§ THE PROBLEM: Print the data exactly as it appears, keeping every word.

§ INPUT MATERIAL:
▶
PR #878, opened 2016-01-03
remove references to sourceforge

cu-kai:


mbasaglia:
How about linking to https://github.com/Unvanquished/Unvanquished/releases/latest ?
◀
§ TASK ANSWER:
PR #878, opened 2016-01-03
remove references to sourceforge

cu-kai:


mbasaglia:
How about linking to https://github.com/Unvanquished/Unvanquished/releases/latest ?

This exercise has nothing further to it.